API¶

class torchrunx.Launcher( hostnames: list[str] | Literal['auto', 'slurm'] = 'auto', workers_per_host: int | list[int] | Literal['cpu', 'gpu'] = 'gpu', ssh_config_file: str | os.PathLike | None = None, backend: Literal['nccl', 'gloo', 'mpi', 'ucc'] | None = 'nccl', worker_timeout: int = 600, agent_timeout: int = 60, copy_env_vars: tuple[str, ...] = ('PATH', 'LD_LIBRARY', 'LIBRARY_PATH', 'PYTHON*', 'CUDA*', 'TORCH*', 'PYTORCH*', 'NCCL*'), extra_env_vars: dict[str, str] | None = None, env_file: str | os.PathLike | None = None, )[source]¶

For configuring the function launch environment.

hostnames: list[str] | Literal['auto', 'slurm'] = 'auto'¶: Nodes to launch the function on. By default, infer from SLURM, else ["localhost"].

workers_per_host: int | list[int] | Literal['cpu', 'gpu'] = 'gpu'¶: Number of processes to run per node. By default, number of GPUs per host.

ssh_config_file: str | os.PathLike | None = None¶: For connecting to nodes. By default, "~/.ssh/config" or "/etc/ssh/ssh_config".

backend: Literal['nccl', 'gloo', 'mpi', 'ucc'] | None = 'nccl'¶: Backend for worker process group. By default, NCCL (GPU backend). Use GLOO for CPU backend. None for no process group.

worker_timeout: int = 600¶: Worker process group timeout (seconds).

agent_timeout: int = 60¶: Agent communication timeout (seconds).

copy_env_vars: tuple[str, ...] = ('PATH', 'LD_LIBRARY', 'LIBRARY_PATH', 'PYTHON*', 'CUDA*', 'TORCH*', 'PYTORCH*', 'NCCL*')¶: Environment variables to copy from the launcher process to workers. Supports Unix pattern matching syntax.

extra_env_vars: dict[str, str] | None = None¶: Additional environment variables to load onto workers.

env_file: str | os.PathLike | None = None¶: Path to a .env file, containing environment variables to load onto workers.

set_logging_handlers( handler_factory: Callable[[], list[logging.Handler]] | Literal['auto'] | None, ) → Self[source]¶

Provide a handler_factory function to customize processing of agent/worker logs.

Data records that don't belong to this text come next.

PR #1393, opened 2020-03-17
Exports RockAuthedWebView

redreceipt:

Forgot to export these last time 😬

## TODO:

- [ ] Set a relevant reviewer

## REVIEW:

**Manual QA**

### DIFF
--- a/packages/apollos-ui-connected/src/RockAuthedWebView/index.js
+++ b/packages/apollos-ui-connected/src/RockAuthedWebView/index.js
@@ -1,5 +1,5 @@
 // Provider API for WebBrowser that injects theme values and defaults to the web browser:
-import React, { createContext } from 'react';
+import React from 'react';
 import gql from 'graphql-tag';
 import { Query } from 'react-apollo';
 import { ModalView } from '@apollosproject/ui-kit';
--- a/packages/apollos-ui-connected/src/RockAuthedWebView/index.js
+++ b/packages/apollos-ui-connected/src/RockAuthedWebView/index.js
@@ -48,7 +48,6 @@ const RockAuthedWebView = ({ url, navigation }) => {
         const cookie = get(data, 'currentUser.rock.authCookie', '');
         return (
           <Browser
-            testID="browser"
             cookie={cookie}
             url={uri}
             modal={modal}
--- a/packages/apollos-ui-connected/src/RockAuthedWebView/index.js
+++ b/packages/apollos-ui-connected/src/RockAuthedWebView/index.js
@@ -48,6 +48,7 @@ const RockAuthedWebView = ({ url, navigation }) => {
         const cookie = get(data, 'currentUser.rock.authCookie', '');
         return (
           <Browser
+            testID="browser"
             cookie={cookie}
             url={uri}
             modal={modal}
@@ -67,10 +68,10 @@ RockAuthedWebView.navigationOptions = ({ navigation, navigationOptions }) => ({
   header: navigation.getParam('modal', false) ? null : navigationOptions.header,
 });
 
-const OpenWebView = ({ url, navigation }) =>
+const openWebView = ({ url, navigation }) =>
   navigation.navigate('RockAuthedWebView', { url });
 
-const WebViewContext = createContext(OpenWebView);
+const WebViewContext = createContext(openWebView);
 
 export default RockAuthedWebView;
-export { GET_USER_COOKIE, WebViewContext, OpenWebView };
+export { GET_USER_COOKIE, WebViewContext, openWebView };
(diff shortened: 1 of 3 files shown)


packages/apollos-ui-connected/src/RockAuthedWebView/index.js
```diff
@@ -48,6 +48,7 @@ const RockAuthedWebView = ({ url, navigation }) => {
         const cookie = get(data, 'currentUser.rock.authCookie', '');
         return (
           <Browser
+            testID="browser"
```
redreceipt:
```suggestion
```

conrad-vanl: ?

packages/apollos-ui-connected/src/index.js
```diff
@@ -35,6 +35,11 @@ export MediaControlsConnected, {
   MediaControls,
 } from './MediaControlsConnected';
 export RockAuthedWebBrowser from './RockAuthedWebBrowser';
+export RockAuthedWebView, {
+  GET_USER_COOKIE,
+  WebViewContext,
+  openWebView,
```
conrad-vanl: do we need to export all of these other things? Should we keep the exports namespaced under `RockAuthed`?

packages/apollos-ui-connected/src/RockAuthedWebView/index.js
```diff
@@ -67,10 +68,10 @@ RockAuthedWebView.navigationOptions = ({ navigation, navigationOptions }) => ({
   header: navigation.getParam('modal', false) ? null : navigationOptions.header,
 });
 
-const OpenWebView = ({ url, navigation }) =>
+const openWebView = ({ url, navigation }) =>
   navigation.navigate('RockAuthedWebView', { url });
```
conrad-vanl: This assumes that the app has a `RockAuthedWebView` route. I don't know if this code belongs here, on second thought. Furthermore, and I should've caught this beofre, but I _think_ we're trying to remove dependency on `react-navigation` from `ui-connected`. @burkeshartsis is that true?

packages/apollos-ui-connected/src/RockAuthedWebView/index.js
```diff
@@ -67,10 +68,10 @@ RockAuthedWebView.navigationOptions = ({ navigation, navigationOptions }) => ({
...
 
-const WebViewContext = createContext(OpenWebView);
+const WebViewContext = createContext(openWebView);
```
conrad-vanl: Can you explain to me what this does?

packages/apollos-ui-connected/src/index.js
redreceipt: Ok so client-side, we'll need the component (for navigation) and the `open` function at the least. Don't think we'd actually need the query or the context to use the functionality.

packages/apollos-ui-connected/src/RockAuthedWebView/index.js
redreceipt: it was there before but I can't think of a reason it's needed. But I don't know all the places this code is currently being used. I believe you can get all the same stuff by just using `open` function directly.

conrad-vanl:
@redreceipt what would you feel about only exporting `RockAuthedWebView`, and not the other things? I don't think we _need_ them and I'm hesitant exposing more API / debt then we need to here.

redreceipt:
> @redreceipt what would you feel about only exporting `RockAuthedWebView`, and not the other things? I don't think we _need_ them and I'm hesitant exposing more API / debt then we need to here.

So you would just navigate client-side. I like that the best. I could probably clean up more code if we did it that way.

redreceipt:
Ok how about this? Simple to use I think. I can't test on the app right now because I'm having difficulties linking again but it seems pretty straightforward.

packages/apollos-ui-connected/src/index.js
burkeshartsis: So the general thinking behind what our connected components export is that they export themselves, their query, and the pure component that the connected component renders. This is so that if you want to use it as is you use the connected component. We export the query so that if you want to write your own connected component with our query and pure component you can do that too. This just affords flexibility.

That said, we should probably be thinking namespace more.

packages/apollos-ui-connected/src/RockAuthedWebView/index.js
burkeshartsis: Generally speaking, you are correct @conrad-vanl. I would export the Component you navigate to and leave the navigation to the screen/location/component that is rendering the `RockAuthedWebView`.

packages/apollos-ui-connected/src/index.js
conrad-vanl: I don't think we should export `openWebView` at all. All it does is call a `navigate` function for a route that's not actually defined anywhere in this code - for that function to work, you have to specify that exact route in your own navigator.

PR #1394, opened 2020-03-17
Allows Passing Custom Chip Children

redreceipt:
## DESCRIPTION

Screen Shot 2020-03-17 at 3 10 47 PM

See #1392 

Deprecated `icon` prop

### How do I test this PR?

Stories

Snaps

## TODO:

- [x] Set a relevant reviewer

## REVIEW:

**Manual QA**


packages/apollos-ui-kit/src/Chip/Chip.stories.js
```diff
@@ -37,4 +39,17 @@ storiesOf('ui-kit/Chip', module)
...
+  ))
+  .add('Custom children', () => (
+    <Chip onPress={() => {}}>
+      <Text>Custom children</Text>
+    </Chip>
+  ))
+  .add('Custom icon', () => (
+    <Chip onPress={() => {}} title="Custom Icon">
+      {/* eslint-disable-next-line */}
+      <View style={{ paddingRight: 8 }}>
```
conrad-vanl: @burkeshartsis only problem I see with using this `children` props approach is that you now have to know how to pad your icon to show up right

burkeshartsis: I agree but if you are a developer using our `ui-kit` at this level this feels like a reasonable ask. The developer is already importing `Chip` and positioning it on the screen. I don't think it's crazy to assume that if they pass an `Icon` via `children` that they would see the need for some padding and know how to accomplish that. Plus we don't even know how much padding they need. This gives the user more control and at this level of the platforms api that feels right.

redreceipt: We could just give the title a bit of `paddingHorizontal`? similar to before but it would keep it centered

redreceipt: or even better, we could give the whole view `paddingHorizontal` and then `flex: space-between` the elements

burkeshartsis: adding `paddingHorizontal` without a condition would make the chip "wider" if there were no other children. This would change its default "shape." 

You could conditionally add padding to `TitleText` if there were `children` but, as I mentioned above, you would be making a blind assumption as to how much padding you needed.

burkeshartsis: The other option here, which @conrad-vanl suggested early on is to use a `Icon` prop which takes a component. By being more specific you can make stronger assumptions like padding the text. The down side to this, outside what I have mentioned already, is that we already have an established api pattern for this with `Button`. I'd just assume keep it consistent.

redreceipt:
Up to you @burkeshartsis to merge as is or tell me to change something.
I'll do whatever.


--
Michael Neeley
Junior Web Developer
NewSpring Church
www.newspring.cc
Cell: (803) 622-6599

redreceipt:
@burkeshartsis what's the decision here?

PR #1397, opened 2020-03-24
Adds Google Cast

### LINKED ISSUE #448: Implement Chromecast
## TODO

- [ ] Needs design
- [ ] Needs library verification

## User Story

* split out from #250

* [ ] It should [SPEC_DETAIL]

redreceipt:
## DESCRIPTION

Kapture 2020-03-24 at 1 33 54

Adds Google Cast Support. The media player interface stays synced with the cast remote device.

NOTE: Airplay doesn't work on the sim and Chromecast doesn't work on the Android sim. Will probably want to test on real devices. With this PR: https://github.com/ApollosProject/apollos-templates/pull/19 

Moved icons above the seeker bar. On Android, it will just show one icon in the middle, on iOS it will show two icons even spaced out.

The only thing I don't love about my solution is in order to keep the cast and the on-device seeker in sync, I have to keep the video playing on the device with the screen turned off. *Maybe* a slight performance hit?

### How do I test this PR?

Boot it up on both device types with Airplay/Chromecast available/not available.

Mocked the button.

## TODO:

- [x] Closes #448
- [x] Set a relevant reviewer

## REVIEW:

**Manual QA**


redreceipt:
Any thoughts on the test failure here? Confusing because *we are* mocking `Animated`. The only thing that changed is I'm passing an animated value as a prop into `FullScreenControls` and then using `stopAnimation` to get the value later.

Screen Shot 2020-03-24 at 9 46 11 AM

packages/apollos-ui-media-player/src/MediaPlayer/FullscreenControls.js
```diff
@@ -104,6 +112,19 @@ class FullscreenControls extends PureComponent {
     }),
     showAudioToggleControl: PropTypes.bool,
     showVideoToggleControl: PropTypes.bool,
+    cast: PropTypes.shape({
```
vinnyjth: Nice propTypes shape 👍

conrad-vanl:
@vinnyjth are you reviewing this, or should I jump in?

vinnyjth:
@conrad-vanl Feel free to jump in. I started but got pulled off into other stuff 👍

redreceipt:
> 1. Move the casting logic out to its own functional container...a separate component, a state controller, or something else.
> 2. API added so that you can atleast disable the cast button, and maybe so that you can modify the data that's sent to be cast (title, url, etc)

#2 is done. #1 is going to be pretty tricky because of how closely I've synced the controls UI with the casting status and functionality. Not saying it isn't possible but I may have to add a lot of complicated code to pass functions and props up and down. I'll take a look...

redreceipt:
@conrad-vanl is there a reason why some things in `FullScreenControls` are kept up with using state (`this.state.isScrubbing`) and some are just static attributes (`this.isMuted` and `this.isVideo` among others). That's one thing that's making it difficult to bounce the cast stuff out to a separate component.

conrad-vanl:
So `isMuted,`, `isPlaying`, etc come from the `GET_CONTROL_STATE` Query from local graphql state. It's not a great design, and setting those values [here](https://github.com/ApollosProject/apollos-apps/blob/master/packages/apollos-ui-media-player/src/MediaPlayer/FullscreenControls.js#L252-L254) really is a hack and a massive code smell. We absolutely do not want to call `setState` here though because that would introduce a nasty render loop.

`isScrubbing` I believe is the only value that uses local component state. I think we might've originally tried to use Apollo GraphQL state for this but it caused performance issues. 

I believe you should be able to write a Cast component that just "consumes" state via the `GET_CONTROL_STATE` mutation, that fires graphql mutations (available [here](https://github.com/ApollosProject/apollos-apps/blob/master/packages/apollos-ui-media-player/src/MediaPlayer/mutations.js)) to respond to Cast events.

conrad-vanl:
One option I think you could do is:

- Create a `<CastButton />` that starts the casting flow

- Create a `<CastingController />` component that listens to `GoogleCast.EventEmitter` and keeps the player state in-sync via our available [graphql mutations](https://github.com/ApollosProject/apollos-apps/blob/master/packages/apollos-ui-media-player/src/MediaPlayer/mutations.js). You might have to add some of your own data to the player state, such as setting [`isCasting: true`](https://github.com/ApollosProject/apollos-apps/blob/master/packages/apollos-ui-media-player/src/Provider.js#L130), which would be fine.

redreceipt:
> One option I think you could do is:
> 
> * Create a `<CastButton />` that starts the casting flow
> * Create a `<CastingController />` component that listens to `GoogleCast.EventEmitter` and keeps the player state in-sync via our available [graphql mutations](https://github.com/ApollosProject/apollos-apps/blob/master/packages/apollos-ui-media-player/src/MediaPlayer/mutations.js). You might have to add some of your own data to the player state, such as setting [`isCasting: true`](https://github.com/ApollosProject/apollos-apps/blob/master/packages/apollos-ui-media-player/src/Provider.js#L130), which would be fine.

Is there a reason all the logic couldn't happen in one component?

conrad-vanl:
Well you could render a CastButton in multiple places, but there should only be _one_ listener for maintainer of the casting state. A better model would probably be a `<CastProvider />` component that's rendered at a higher level and then the `<CastButton>` just becomes a consumer of that provider.

In other words... if you rendered two `<CastButton/>`s and they both were listening to cast events and maintaining state I think it would get into some funky edge cases.

conrad-vanl:
But these comments come from a bit of a heightened view - I'm not as in the weeds on it as you are. If you think you see a better direction go for it. Ultimately we need to make sure we're maintaining separation of concern.

redreceipt:
@conrad-vanl ok everything is moved over except four lines in `FullScreenControls`, 188, 193, 271, and 285. Also, I'd like to be able to move around the seeker head to keep in sync with cast but either I'm real dumb...or the media player code is a mess. I suppose both could be true but I'm having a very hard time following the flow of everything.

Wanna take a look at where I'm at so far and point me in the right direction? I think it's almost to the place you requested.

conrad-vanl:
> the media player code is a mess

This is a safe assumption.

redreceipt:
so @conrad-vanl for this to move forward, you'd like to see this `VideoWindow` get swapped out when media is being cast, perhaps with a simple poster of some sort. Is that correct?

Screen Shot 2020-04-13 at 8 35 57 PM

conrad-vanl:
@redreceipt `VideoWindow` takes a `VideoComponent` prop. I believe the `VideoComponent` prop should be switched to a `Casting`-type component that controls the different states while casting, as well as displaying some poster/cover artwork. If you look inside of the `VideoComponent` component ([such as the one we built for WillowCreek](https://github.com/Differential/willow-creek/blob/master/packages/WillowCreekApp/src/ui/MediaPlayerYoutube/YoutubeVideoWindow.js)) you'll see that there are hooks for managing all of the different video state - playing, pausing, scrubbing, playhead position, etc. I believe this should be your entry point for keeping the mediaplayer in-sync with the cast.

conrad-vanl:
And I would simplify the `CastingButton` component to just trigger the start of the cast / swapping out the `VideoComponent` prop

conrad-vanl:
Said in a different way, the `VideoWindow` component is ultimately what "runs" the entire `MediaPlayer`. Currently, it uses `react-native-video` to display the video on the screen. When the user presses the `pause` button, that makes a state update that the `VideoWindow` component detects, and tells `react-native-video` to pause. While `react-native-video` is playing, `react-native-video` sends status updates to `VideoWindow` which `VideoWindow` uses to inform the rest of the `MediaPlayer` of the video status. These are all functions you need to complete for `Casting`. It makes sense to me to just replace the `VideoComponent` with a `Casting`-based component since we are no longer using `react-native-video` to play the media, we are using the google cast to play the video.

redreceipt:
Sounds good. I’ll get started and let you know if I have questions.

—
Michael

redreceipt:
ok @conrad-vanl this is by no means done, but look over the architecture changes I made and let me know if I'm on the right track please

conrad-vanl:
@redreceipt this is on my list to look at

redreceipt:
I can certainly move the query and poster inside the controller, I like that a lot. But the `FullScreenPlayer` has to switch between local video and cast when cast connects/disconnects. So I think something like this would do the trick `isCasting ? GoogleCastController : VideoWindow`

the `googleCastEnabled` prop would only enable/disable showing the button.

conrad-vanl:
Ah ok I think that makes sense!

redreceipt:
Sike, I moved the query.

redreceipt:
Ok @conrad-vanl give this one a look

conrad-vanl:
@redreceipt this is looking good! I think I'm okay with the code where it's at. Need to look at it a little closer, but I want to do some device testing too. May not be able to get to that until Monday but I will work towards pushing this through.

conrad-vanl:
@redreceipt still working on testing this. All of my chromecast devices were still packed up from the move. I do notice that travis is reporting lint and test failures - might be good to go ahead and fix that

redreceipt:
Tests are failing because I'm using a hook but it works fine in real life. Have you seen this error before?

Screen Shot 2020-04-28 at 4 20 31 PM

redreceipt:
So this is close I think. Currently, I can't sync up the controls. the google cast status event listener doesn't work on app reboot (https://github.com/react-native-google-cast/react-native-google-cast/issues/151) so I forked the repo (https://github.com/ApollosProject/react-native-google-cast/commit/e074e8c2a287131cdf81c98a07fc748f8ae705f6) and added in this bug fix (https://github.com/react-native-google-cast/react-native-google-cast/pull/188).

Could I get someone to publish that repo to npm so we can use it until that PR gets merged into the real thing?

Another option is to not have a working play/pause button, seeker, or skip buttons. And we just wait for the fix.

redreceipt:
so using that "fix" did nothing. I can't get the `MEDIA_STATUS_UPDATED` event to work right after app restart. I disabled the play/pause and seeker until it works right. For now, you can play/pause by clicking the cast button. I left in the code that syncs everything up, it works right the first time you connect and play around with everything.

conrad-vanl:
So @redreceipt am I to understand correctly that casting doesn't work once you leave the app and come back?

burkeshartsis:
What if you just paused the casting when the app is backgrounded or closed. That could be a temporary solution till they release a fix. It also means we wouldn't have to maintain a fork of the package while we wait for the fix to be released.

redreceipt:
Still won't help because when you open it back up, it won't be able to start playing again. It loses the device. I like that you can start casting and close the app. that's how I will use it weekly. And then when you open the app back up, you can click the cast button to play/pause/disconnect.

what we lose until it's fixed is the ability to integrate our own buttons.

and as far as maintaining, it still doesn't work with the forked repo after my testing so I might as well just put it back to the external lib. I'm talking with the guy to get it resolved here. https://github.com/react-native-google-cast/react-native-google-cast/pull/188

redreceipt:
What do we want to do here? two options:

1. Wait for library fix, forked repo "fix" did nothing
2. Ship as is with all media player UI disabled when casting

If we go with 2, a little more device testing is warranted before I'd feel 100% confident. I've seen the sim crash in between casting sessions occasionally. But it may be just native iOS libraries switching back and forth, causing weirdness.

conrad-vanl:
I'm kind of at the opinion of waiting for library fix or trying to fix library ourselves, even if that means making (ehem...forking) or own `apollos-google-cast` library, vs shipping an experience that is fundamentally broken.

However, I am also a fan of "just ship it" and would like to rely on @FrankGrand, @asleepingpanda, @redreceipt, etc thoughts on where we stand on that.

conrad-vanl:
@redreceipt for others looking at this, would you mind recording a quick screencast/video of where this PR is at now? So they can see what the experience is like

asleepingpanda:
So a couple of thoughts on this. I'm not sure what CF's level of urgency is on getting Chrome Cast supported. If the urgency is incredibly high, then I think shipping immediately with known issues is doable so long as we have backlog items in place to watch the repo and put out a patch release immediately when the fix is available (not waiting for a major release of Apollos to fix it)

If our urgency isn't super high, then we would likely just disable Chrome Cast from our app to avoid the potential feedback of Chrome Cast users who experience the bug. We've gotten some very, very specific bug reports recently, so if Chrome Cast is not a high urgency item, we would probably be a bit cautious on rolling out a feature like this with such known issues.

That being said, I see that Chrome Case can be toggled on/off with properties, so I wouldn't have an issue with pushing this repo out if NS needs it asap. (just want to confirm that the enable/disable with props works correctly so we can adjust as need be)

vinnyjth:
My unsolicited 0.02. It’s been a year or two since I’ve used chrome cast, but last time I used it the experience was very poor on iOS, even with apps like Netflix. Desync was frequent and the controls on the controller apps would either work with a large delay or not work, and I would end up jumping over to a the chrome cast app to play/pause/ volume up down.

redreceipt:
@conrad-vanl I've tried to get a GIF, currently stuck wrestling with yarn in the templates repo. 

@FrankGrand @asleepingpanda current status is no bugs, it's the same behavior as this GIF but with no seeker bar and UI buttons except the cast button. When you disconnect, they all reappear.

Kapture 2020-03-24 at 1 33 54

PR #370, opened 2020-10-22
Prepare stylesheets for theming [NP-1062]

davidrapson:
**Prepare stylesheets for theming**

- Add `!default` to all colour variables
- Re-merge stylesheets into a single entrypoint

**Simplify sass build step**

As part of these changes I took the opportunity to simplify the sass build by replacing the custom build script with equivalent cli commands. I couldn't see anything special in build.js that the clis don't already support built in.

**Switch to sass (instead of node-sass)**

According to the docs:

> Dart Sass is the primary implementation of Sass

node-sass is a wrapper around libsass which requires native extensions to be built where as dart sass compiles directly to javascript so should make installs quicker and is inline with the current recommendation.

Happy to pull this part out into another PR?


scss/6-components/components-imports.scss
```diff
@@ -15,3 +15,4 @@
 @import './error-summary';
 @import './pagination';
 @import './related-content';
+@import './advisernet/related-content';
```
davidrapson, line 18: Planning to pull this out into the advisernet code as a follow on PR

davidsauntson (approved):
F.A.B ⚡ 🐦

PR #371, opened 2020-10-22
feature: Port over Buttons tests [NP-1059]

luke-hill:
Same as the other port over tests. We've migrated the existing tests over from the old legacy code to the new "state-d" format.

Only thing worth noting here is because these are primitive tests, I've tried to "zazz" them up a little, without straying over into the VRT territory


davidrapson (approved):
👍 Looks good to me. Appropriate level of "zazz".

PR #377, opened 2020-10-23
Remove the need for cads-styleguide__language-label

davidrapson:
A bit of clean up following https://github.com/citizensadvice/design-system/pull/332

Remove the need for `cads-styleguide__language-label` in favour of using the new local global. Uses this to add the appropriate cads-language-* class for components that still rely on this (.i.e. the logo).


.storybook/preview.js
```diff
@@ -25,3 +25,10 @@ export const globalTypes = {
     },
   },
 };
+
+const withLocaleClassname = (Story, { globals }) => {
+  console.log(globals.locale);
```
baseonmars, line 30: console.log

baseonmars (changes requested):

baseonmars (approved):

.storybook/preview.js
davidrapson: 🙈 Try again now!

PR #378, opened 2020-10-23
Resolve targeted content crossed streams 

davidrapson:
Pairs with https://github.com/citizensadvice/public-website/pull/440

There's a bit of confusion with the targeted content code that crosses the streams heavily between public website and design system. This PR is an attempt to improve things.

**Migrates styles for expand all button**

These styles were included in design system despite the actual functionality living in public website

**Moves anchor link expansion code to design system**

This behaviour was included in public website but really belongs to the core targeted content behaviour.


styleguide/components/targeted-content/targeted-content.stories.mdx
```diff
@@ -0,0 +1,65 @@
...
+## JavaScript behaviour
+
+Targeted content requires some additional JavaScript behaviour which can be initialised with:
+
+```js
+import initTargetedContent from '@citizensadvice/design-system/lib/targeted-content';
+initTargetedContent();
+```
+
+**Note**: If you are supporting IE 11 or earlier make sure you include an [Element.prototype.closest polyfill](https://www.npmjs.com/package/element-closest).
```
davidrapson, line 65: The equivalent code from public website had a lot of very specific traversal to do this. Using .closest is the most stable way of finding a parent by selector.

scss/6-components/_targeted-content.scss
```diff
@@ -79,18 +79,3 @@
     }
   }
 }
-
-.cads-targeted-content__expand-all {
```
davidrapson, line 83: This was included here but the actual code for this was in public website. Still not sure exactly which side this should live on, but we need to at least pick _a_ side!

davidsauntson (approved):

PR #379, opened 2020-10-23
feature: Header Spec [NP-734]

luke-hill:
Adds all code required to perform header testing for new format (Currently not yet complete)
Adds in simple test/s for header against existing component


davidrapson (commented):
Not sure these tests make sense at the design-system level. The language switcher and log in / log out links are handled by the consumer (i.e. public website). We also wouldn't expect you to be able to search from the design system pages. The header in this context is simply static markup. It might make more sense for these behavioural tests to live in public-website-cucumber as that's where things are _actually_ hooked up.

We might still want some here but a basic markup smoke test would be enough.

Parameters:: handler_factory – Function that constructs and returns logging.Handler objects. See Custom Logging for more details.

run(

func: Callable[FunctionP, FunctionR],

*args: FunctionP.args,

**kwargs: FunctionP.kwargs,

) → LaunchResult[FunctionR][source]¶

Distribute a function onto specified nodes and parallelize across workers.

Raises:

RuntimeError – Configuration issues.
Exception – Exceptions raised in worker processes are propagated.
WorkerFailedError – If a worker fails (e.g. from a segmentation fault).
AgentFailedError – If an agent fails, e.g. from an OS signal.

class torchrunx.LaunchResult(results: dict[str, list[FunctionR]])[source]¶

Container for objects returned from workers after successful launches.

index(hostname: str, locak_rank: int) → FunctionR[source]¶: Get return value from worker by host and local rank.

rank(i: int) → FunctionR[source]¶: Get return value from worker by global rank.

exception torchrunx.AgentFailedError[source]¶: Raised if agent fails (e.g. if signal received).

exception torchrunx.WorkerFailedError[source]¶: Raised if a worker fails (e.g. if signal recieved or segmentation fault).